I do hope to someday compete in two Bowman Gray events - demolition derbies and chain races - and yet even these are not my favorite part of local racing - it's the crowd watching. I wear my sunglasses straight through to the end, long past sunset, so that I can scan the crowd undetected. Some of the highlights from last night included:
  • An 8-year-old (or so) wearing a tee-shirt which read "It's Always Dirtier Down South"
  • Dozens and dozens of kids, of whom only two were wearing ear protection
  • The pack of high-school kids in front of us, three of whom, including one chick, dipped tobacco - the fourth smoked
  • The bald guy with the enormous goatee who stood on the wall to make a two-handed jacking-off gesture at the driver who won the big race
  • The confederate flags: on hats, shirts and purses and for sale at the gift kiosk
  • Fashions revived from my middle school years: opaque, lace-bottomed leggings under jean skirts, polo shirts with the sleeves ripped out, and one girl with a half ponytail and mall bags
  • A teenager in madras shorts and a tucked in polo with the collar turned up who I inexplicable wanted to beat the crap out of
And then there was the peanut vendor - I was really tempted to strike up a conversation with him. He was a thin black teen, maybe 16, walking the aisles alone among an all-white crowd, many of whom consider "redneck" an admirable title.

In fact, all of the non-white people at the track were working: selling beers, overseeing the parkinglot. I spent much of the night wondering if being a black kid working at a venue surpassed in whiteness only by hockey is comfortable in its familiarity, the way being a Jew in a predominantly Christian nation is for me - or is it unnerving, like the time Rob and I went to the UniverSoul Circus, two among 6 white people in attendance, when Zeke, the ringleader's sidekick, picked Rob out of the crowd to scorn?
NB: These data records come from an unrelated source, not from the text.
PR #2092, opened 2017-09-12
Accounting writing for stock integration

DedrickEnc:
This pull request add a functionality to pass some writing in posting journal for the stock integration.

### DIFF
--- a/client/src/modules/stock/entry/entry.js
+++ b/client/src/modules/stock/entry/entry.js
@@ -341,7 +341,7 @@ function StockEntryController(
     var entry = {
       integration : { date : vm.movement.date, description : vm.movement.description },
       lots : lots,
-      movement : movement,
+      movement : movement
     }
 
     Stock.integration.create(entry)
--- a/client/src/modules/stock/entry/entry.js
+++ b/client/src/modules/stock/entry/entry.js
@@ -324,23 +324,10 @@ function StockEntryController(
       flux_id     : bhConstants.flux.FROM_INTEGRATION,
       user_id     : Session.user.id,
     };
-
-    var lots = vm.Stock.store.data.reduce(function (current, previous) {
-        return previous.lots.map(function (lot) {
-          return {
-            label            : lot.lot,
-            initial_quantity : lot.quantity,
-            quantity         : lot.quantity,
-            unit_cost        : previous.unit_cost,
-            expiration_date  : lot.expiration_date,
-            inventory_uuid   : previous.inventory.uuid
-          };
-        }).concat(current);
-      }, []);    
     
     var entry = {
       integration : { date : vm.movement.date, description : vm.movement.description },
-      lots : lots,
+      lots : processLotsFromStore(vm.Stock.store.data, movement.entity_uuid),
       movement : movement
     }
 
--- a/client/src/modules/stock/entry/entry.js
+++ b/client/src/modules/stock/entry/entry.js
@@ -326,7 +326,6 @@ function StockEntryController(
     };
     
     var entry = {
-      integration : { date : vm.movement.date, description : vm.movement.description },
       lots : processLotsFromStore(vm.Stock.store.data, movement.entity_uuid),
       movement : movement
     }
--- a/client/src/modules/stock/entry/entry.js
+++ b/client/src/modules/stock/entry/entry.js
@@ -333,14 +333,13 @@ function StockEntryController(
             quantity         : lot.quantity,
             unit_cost        : previous.unit_cost,
             expiration_date  : lot.expiration_date,
-            inventory_uuid   : previous.inventory.uuid,
-            origin_uuid      : uuid,
+            inventory_uuid   : previous.inventory.uuid
           };
         }).concat(current);
       }, []);    
     
     var entry = {
-      integration : { description : vm.movement.description },
+      integration : { date : vm.movement.date, description : vm.movement.description },
       lots : lots,
       movement : movement,
     }
--- a/client/src/modules/stock/entry/entry.js
+++ b/client/src/modules/stock/entry/entry.js
@@ -315,7 +315,7 @@ function StockEntryController(
   }
 
   // submit integration
-  function submitIntegration() {
+  function submitIntegration() {    
     var movement = {
       depot_uuid  : vm.depot.uuid,
       entity_uuid : null,
@@ -325,17 +325,33 @@ function StockEntryController(
       user_id     : Session.user.id,
     };
 
-    Stock.integration.create({ description : vm.movement.description })
-      .then(function (uuid) {
-        movement.lots = processLotsFromStore(vm.Stock.store.data, uuid);
-        return Stock.stocks.create(movement);
-      })
-      .then(function (document) {
-        vm.Stock.store.clear();
-        vm.movement = {};
-        ReceiptModal.stockEntryIntegrationReceipt(document.uuid, bhConstants.flux.FROM_INTEGRATION);
-      })
-      .catch(Notify.handleError);
+    var lots = vm.Stock.store.data.reduce(function (current, previous) {
+        return previous.lots.map(function (lot) {
+          return {
+            label            : lot.lot,
+            initial_quantity : lot.quantity,
+            quantity         : lot.quantity,
+            unit_cost        : previous.unit_cost,
+            expiration_date  : lot.expiration_date,
+            inventory_uuid   : previous.inventory.uuid,
+            origin_uuid      : uuid,
+          };
+        }).concat(current);
+      }, []);    
+    
+    var entry = {
+      integration : { description : vm.movement.description },
+      lots : lots,
+      movement : movement,
+    }
+
+    Stock.integration.create(entry)
+    .then(function (document) {
+      vm.Stock.store.clear();
+      vm.movement = {};
+      ReceiptModal.stockEntryIntegrationReceipt(document.uuid, bhConstants.flux.FROM_INTEGRATION);
+    })
+    .catch(Notify.handleError);
   }
 
   // submit donation
--- a/server/controllers/stock/index.js
+++ b/server/controllers/stock/index.js
@@ -102,12 +102,13 @@ function createStock(req, res, next) {
     transaction.addQuery(createMovementQuery, [createMovementObject]);
   });
 
-  // An arry of common info, to send to the store procedure in order to insert to the posting journal
+  // An array of common info, to send to the store procedure in order to insert to the posting journal
   const commonInfos = [
     db.bid(document.uuid), document.date,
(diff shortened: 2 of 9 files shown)


server/controllers/stock/index.js
```diff
@@ -329,21 +336,73 @@ function listLotsOrigins(req, res, next) {
...
+      db.bid(documentUuid),
+      new Date(params.movement.date),
+      req.session.enterprise.id,
+      req.session.project.id,
+      req.session.enterprise.currency_id,
+      req.session.user.id
+    ];
+
+    // writting all records relative to the movement in the posting journal table
+    transaction.addQuery('CALL PostIntegration(?)', [commonInfos]);
```
jniles, line 398: Does this produce any kind of financial document a user can print out?  It looks like it just writes straight into the Posting Journal.  Should it link to some form of document somewhere?  Could it create an intermediary voucher?

server/models/procedures.sql
```diff
@@ -1445,4 +1445,113 @@ BEGIN
...
+  );
+
+  -- getting the period id
+  SET current_period_id = (
+    SELECT id FROM period AS p
+    WHERE DATE(date) BETWEEN DATE(p.start_date) AND DATE(p.end_date) AND p.fiscal_year_id = current_fiscal_year_id
+  );
+
+  -- getting the transaction number
+  SET transaction_id = GenerateTransactionId(project_id);
```
jniles: This should probably be done after the check for invalid accounts.  That way, it is declared closer to where it is used (and easier to find), and we are less likely to generate duplicate transaction IDs.

server/models/procedures.sql
```diff
@@ -1445,4 +1445,113 @@ BEGIN
...
+  IN enterprise_id SMALLINT(5) UNSIGNED,
+  IN project_id SMALLINT(5) UNSIGNED,
+  IN currency_id TINYINT(3) UNSIGNED,
+  IN user_id SMALLINT(5) UNSIGNED
+)
+BEGIN
+  DECLARE InvalidInventoryAccounts CONDITION FOR SQLSTATE '45006';
+  DECLARE current_fiscal_year_id MEDIUMINT(8) UNSIGNED;
+  DECLARE current_period_id MEDIUMINT(8) UNSIGNED;
+  DECLARE current_exchange_rate DECIMAL(19, 4) UNSIGNED;
```
jniles: It doesn't look like you ever use `current_exchange_rate`.  Could you remove it and any other declarations you don't need?

server/models/bhima.sql
```diff
@@ -139,7 +139,8 @@ INSERT INTO `transaction_type` (`id`, `text`, `type`, `prefix`, `fixed`) VALUES
   (8, 'VOUCHERS.SIMPLE.CASH_RETURN', 'expense', 'PAYBACK', 1),
   (9, 'VOUCHERS.SIMPLE.PURCHASES', 'expense', 'ACHAT', 1),
   (10,'VOUCHERS.SIMPLE.CREDIT_NOTE', 'other', 'CREDIT NOTE', 1),
-  (11,'VOUCHERS.SIMPLE.INVOICING', 'income', 'INV', 1);
+  (11,'VOUCHERS.SIMPLE.INVOICING', 'income', 'INV', 1),
+  (12, 'VOUCHERS.SIMPLE.STOCK_INTEGRATION', 'stock integration', 'STOCK. INT', 1);
```
jniles, line 143: At some point in the future, we should generate a custom JSON translation file for these.

jniles (commented):
@DedrickEnc, just a few comments on this - we'll need to fix the bug on #2094 before this can be successfully merged.

server/controllers/stock/index.js
DedrickEnc: There is a document produced if the integration is done with success but I can not say if it is a financial document or not.

DedrickEnc:
@jniles
Can I have a review, it will be easy to write into voucher once everything is in master

client/src/modules/stock/entry/entry.js
```diff
@@ -312,17 +312,32 @@ function StockEntryController(
...
-        movement.lots = processLotsFromStore(vm.Stock.store.data, uuid);
-        return Stock.stocks.create(movement);
-      })
-      .then(function (document) {
-        vm.Stock.store.clear();
-        vm.movement = {};
-        ReceiptModal.stockEntryIntegrationReceipt(document.uuid, bhConstants.flux.FROM_INTEGRATION);
-      })
-      .catch(Notify.handleError);
+    var lots = vm.Stock.store.data.reduce(function (current, previous) {
```
jniles: Can this use `processLotsFromStore()`?  It would clean up the code a lot.

server/controllers/stock/index.js
```diff
@@ -102,13 +102,14 @@ function createStock(req, res, next) {
     transaction.addQuery(createMovementQuery, [createMovementObject]);
   });
 
-  // An arry of common info, to send to the store procedure in order to insert to the posting journal
+  // An array of common info, to send to the store procedure in order to insert to the posting journal
```
jniles, line 105: :dancer:

server/controllers/stock/index.js
jniles: From the code, it looks like this may suffer from the same bug as #2102.  Can you verify that multiple lots will not result in multiple transactions?

jniles (commented):
@DedrickEnc, just a few more things to check.  Otherwise, LGTM.

server/controllers/stock/index.js
```diff
@@ -336,21 +337,76 @@ function listLotsOrigins(req, res, next) {
...
   const identifier = uuid.v4();
+  const documentUuid = uuid.v4();
+  let commonInfos;
+
   const integration = {
     uuid        : db.bid(identifier),
     project_id  : req.session.project.id,
-    description : params.description || 'INTEGRATION',
-    date        : new Date(),
+    description : params.integration.description || 'INTEGRATION',
```
jniles: Hmm.. it seems like we should either make this required or do this on the client.  It seems like magic that this word is written into the database.  I know you didn't write this code originally, so we should just schedule it for a later refactor.  Maybe when we introduce vouchers.

server/controllers/stock/index.js
```diff
@@ -336,21 +337,76 @@ function listLotsOrigins(req, res, next) {
...
+      date          : new Date(params.movement.date),
+      quantity      : lot.quantity,
+      unit_cost     : lot.unit_cost,
+      is_exit       : 0,
+      user_id       : params.movement.user_id,
+    });
+  });
+
+    // An arry of common info, to send to the store procedure in order to insert to the posting journal
+    commonInfos = [
```
jniles: Since `commonInfos` never changes, it could be  a`const`.

server/models/procedures.sql
```diff
@@ -1463,4 +1463,115 @@ BEGIN
...
+  SET current_period_id = (
+    SELECT id FROM period AS p
+    WHERE DATE(date) BETWEEN DATE(p.start_date) AND DATE(p.end_date) AND p.fiscal_year_id = current_fiscal_year_id
+  );
+
+  CALL PostingJournalErrorHandler(enterprise_id, project_id, current_fiscal_year_id, current_period_id, 1, date);
+
+ -- Check that all every inventory has a stock account and a variation account - if they do not the transaction will be Unbalanced
+  SELECT 
+    COUNT(l.uuid) INTO verify_invalid_accounts
```
jniles, line 1504: This is a good idea!  I wonder if we can also do this on the client when we download the inventory for the first time...  That way someone doesn't spend a lot of time configuring lots to realize that their inventory is not set up properly...

server/controllers/stock/index.js
```diff
@@ -336,21 +337,76 @@ function listLotsOrigins(req, res, next) {
...
+  const documentUuid = uuid.v4();
+  let commonInfos;
+
   const integration = {
     uuid        : db.bid(identifier),
     project_id  : req.session.project.id,
-    description : params.description || 'INTEGRATION',
-    date        : new Date(),
+    description : params.integration.description || 'INTEGRATION',
+    date        : new Date(params.integration.date),
```
jniles: In some places you use `params.integration.date` and other places you use `params.movement.date`.  Is there a reason for this?  Are they always the same date?

server/models/procedures.sql
```diff
@@ -1463,4 +1463,115 @@ BEGIN
...
+-- Crediting cost of good sale account, by inserting a record to the posting journal table
+  INSERT INTO posting_journal 
+  (
+    uuid, project_id, fiscal_year_id, period_id, trans_id, trans_date,
+    record_uuid, description, account_id, debit, credit, debit_equiv,
+    credit_equiv, currency_id, origin_id, user_id
+  ) 
+  SELECT
+    HUID(UUID()), project_id, current_fiscal_year_id, current_period_id, transaction_id, 
+    date, i.uuid, sm.description, ig.cogs_account, 0, l.quantity * l.unit_cost, 0, l.quantity * l.unit_cost, currency_id,
```
jniles, line 1561: :+1: Doing math in SQL.

jniles (commented):
This code is here mostly looks good.  It can be merged anytime.

Could look into the `params.integration.date` and make sure that it is behaving correctly? That code looks like it may have a bug in it somewhere.  If not, you can "bors r+" this PR.

bors delegate+

server/controllers/stock/index.js
DedrickEnc: I agree, I propose to tackle it in voucher introduction

server/controllers/stock/index.js
DedrickEnc: When initializing the integration object I used ```params.integration.date```, when inserting the movement object I used ```params.movement.date```. In the commonInfos I have just chosen one of them. SO in theory it is the same date but they are sent by the client so we should be careful and process them as they are provided.

jniles: Hmm...  in my view, the client should only send one date if they are going to be the same - otherwise it is a [code smell](https://en.wikipedia.org/wiki/Code_smell).

server/models/procedures.sql
DedrickEnc: So what do you propose ?
A filter to fetch only inventories which have all accounts ? or a logic to check if a lot contains an inventory which has every account ?

jniles: I'll make an issue about it and link it here.

server/controllers/stock/index.js
DedrickEnc: Oops! you are right, fixed now!

server/models/procedures.sql
jniles: See https://github.com/IMA-WorldHealth/bhima-2.X/issues/2115.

Much like feminism, American race relations are stuck in that strange netherland where minorities have gained enough ground that some white people like to pretend there's no longer a problem and 60s-style protests seem too extreme, and yet the disparity, in earning, quality of life, prison populations, etc, are still demonstrably great.

I sometimes think about the racial makeup of our friends - while we have non-white friends, the vast majority are white which begs the question: are we more likely to have white friends because we're more likely to have common interest with white people or is it because America still self-segregates, making it more difficult to meet people of other ethnic groups?